Annotation Types
CodeBook Lab reads annotation definitions from the CodeBook Studio codebook.json format. It currently supports five annotation types.
Checkbox
Checkbox annotations are binary yes/no judgements. Lab stores them as 1 for yes and 0 for no.
{
"name": "Explicit evaluation",
"type": "checkbox",
"tooltip": "Tick this if the text clearly expresses an evaluative stance."
}Valid model responses include JSON booleans, 1/0, and common yes/no strings. Invalid responses are retried and then stored as blank if no valid answer is found.
Dropdown
Dropdown annotations require one value from a fixed option set.
{
"name": "Direction",
"type": "dropdown",
"options": ["positive", "negative", "mixed", "no clear sentiment"]
}Lab normalizes dropdown responses case-insensitively against the configured options. A model response such as " Positive " is stored as positive if that is the exact option in the codebook.
Likert
Likert annotations require a whole number inside a configured range.
{
"name": "Intensity",
"type": "likert",
"min_value": 1,
"max_value": 5
}JSON numeric responses are converted to integers and clamped to the configured range. If a non-JSON response contains an in-range number, Lab can recover that number; otherwise the response is invalid and eligible for retry.
Textbox
Textbox annotations store short free-text responses.
{
"name": "Evidence",
"type": "textbox",
"tooltip": "Provide a short phrase from the text that supports the judgement."
}Textbox generation and scoring are opt-in because the optional metrics can be heavier:
ExperimentSpec(
task="policy-sentiment",
model="gemma3:270m",
process_textbox=True,
)Install codebook-lab[textbox] for the full textbox metric suite.
Span
Span annotations store character offsets into the original text. They can be unlabelled highlights or labelled spans.
Unlabelled span:
{
"name": "Evidence",
"type": "span",
"tooltip": "Highlight the phrase that supports your judgement.",
"label_options": []
}Labelled span:
{
"name": "Emotion markers",
"type": "span",
"tooltip": "Tag each highlight with the emotion it conveys.",
"label_options": ["joy", "sadness", "anger", "fear", "surprise", "disgust"]

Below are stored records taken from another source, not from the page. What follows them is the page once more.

PR #2, opened 2020-12-27
Add easing functions and Easing Enum for GUI

alisterburt:
This PR adds 

- the easing functions from https://gist.github.com/zeffii/c1e14dd6620ad855d81ec2e89a859719
- an Enum for selecting them from the GUI

The only thing changed in the functions were occasional addition or removal of parentheses, enforcing a consistent coding style and adding simple docstrings from info in the gist

In the enum, I chose to only include the functions which ease both in and out, but left the rest in the module in case there's a reason for wanting single sided easing that I'm missing

I decided against using the napari StringEnum object because napari wasn't a requirement of this project

What I think I should do before merge:
- add tests to check that functions only generate values between 0 and 1 for inputs between 0 and 1
- hook up a GUI easing function selector (would be great to get a little guidance on this)

Look forward to hearing your thoughts!

### DIFF
--- a/napari_animation/easing.py
+++ b/napari_animation/easing.py
@@ -1,0 +1,285 @@
+"""
+The easing functions here were adapted from
+https://gist.github.com/zeffii/c1e14dd6620ad855d81ec2e89a859719
+"""
+
+from math import sqrt, pow, sin, cos, pi
+from enum import Enum
+
+tau = pi * 2
+
+
+class Easing(Enum):
+    """Easing: easing function to use for a transition.
+
+    Selects a preset easing function
+            * linear: linear interpolation between start and endpoint.
+            * quadratic: quadratic easing in and out.
+                Modeled after the piecewise quadratic
+                y = (1/2)((2x)^2)             ; [0, 0.5)
+                y = -(1/2)((2x-1)*(2x-3) - 1) ; [0.5, 1]
+            * cubic: cubic easing in and out.
+                Modeled after the piecewise cubic
+                y = (1/2)((2x)^3)       ; [0, 0.5)
+                y = (1/2)((2x-2)^3 + 2) ; [0.5, 1]
+            * quintic: quintic easing in and out.
+                Modeled after the piecewise quintic
+                y = (1/2)((2x)^5)       ; [0, 0.5)
+                y = (1/2)((2x-2)^5 + 2) ; [0.5, 1]
+            * sine: sinusoidal easing in and out.
+                Modeled after half sine wave
+                y = 0.5 * (1 - cos(x * pi))
+            * circular: circular easing in and out.
+                Modeled after the piecewise circular function
+                y = (1/2)(1 - sqrt(1 - 4x^2))           ; [0, 0.5)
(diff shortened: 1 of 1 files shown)


napari_animation/easing.py
```diff
@@ -0,0 +1,285 @@
...
+https://gist.github.com/zeffii/c1e14dd6620ad855d81ec2e89a859719
+"""
+
+from math import sqrt, pow, sin, cos, pi
+from enum import Enum
+
+tau = pi * 2
+
+
+class Easing(Enum):
```
sofroniewn, line 12:
```suggestion
class Easing(str, Enum):
```

napari_animation/easing.py
```diff
@@ -0,0 +1,285 @@
...
+    LINEAR = 1
+    QUADRATIC = 2
+    CUBIC = 3
+    QUINTIC = 4
+    SINE = 5
+    CIRCULAR = 6
+    EXPONENTIAL = 7
+    ELASTIC = 8
+    BACK = 9
+    BOUNCE = 10
```
sofroniewn, line 59: Can you make these of the form `LINEAR='linear'` as it means people can then use string for Enum along with above change, see https://stackoverflow.com/a/63028809

napari_animation/easing.py
```diff
@@ -0,0 +1,285 @@
+"""
+The easing functions here were adapted from
+https://gist.github.com/zeffii/c1e14dd6620ad855d81ec2e89a859719
+"""
```
sofroniewn, line 4:
```suggestion
original c code:
https://raw.githubusercontent.com/warrenm/AHEasing/master/AHEasing/easing.c
Copyright (c) 2011, Auerhaus Development, LLC
http://sam.zoy.org/wtfpl/COPYING for more details.
"""
```
Just adding this, but all the license is maximally permissive.

Link above takes you too
```
            DO WHAT THE FUCK YOU WANT TO PUBLIC LICENSE
                    Version 2, December 2004

 Copyright (C) 2004 Sam Hocevar <sam@hocevar.net>

 Everyone is permitted to copy and distribute verbatim or modified
 copies of this license document, and changing it is allowed as long
 as the name is changed.

            DO WHAT THE FUCK YOU WANT TO PUBLIC LICENSE
   TERMS AND CONDITIONS FOR COPYING, DISTRIBUTION AND MODIFICATION

  0. You just DO WHAT THE FUCK YOU WANT TO.
```

sofroniewn (approved):
Looks good to me @alisterburt! I've made a couple minor requests, and then I'll merge.

We can then update #1 to use these functions!

napari_animation/easing.py
sofroniewn: fine to keep all caps on the enum part and go lower case on the string part

napari_animation/easing.py
alisterburt: hahahah fantastic - looks great!

napari_animation/easing.py
alisterburt: done and done! thanks!

alisterburt:
okay, thanks for your suggestions, learned a few things!
should be good to go :rocket:

sofroniewn (approved):
LGTM! Great work!!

}Span generation and scoring are opt-in:
ExperimentSpec(
task="discrete-emotions",
model="gemma3:270m",
process_span=True,
)Span cells are CSV-safe JSON strings:
[
{"start": 38, "end": 55, "text": "her heart pounded", "label": "fear"}
]Lab validates offsets, drops out-of-range spans, fills missing text from the source string when possible, and strips labels that are not in label_options.
Built-In Example Coverage
The bundled policy-sentiment task exercises checkbox, dropdown, Likert, and textbox annotations. The bundled discrete-emotions task exercises dropdown, Likert, unlabelled span, and labelled span annotations.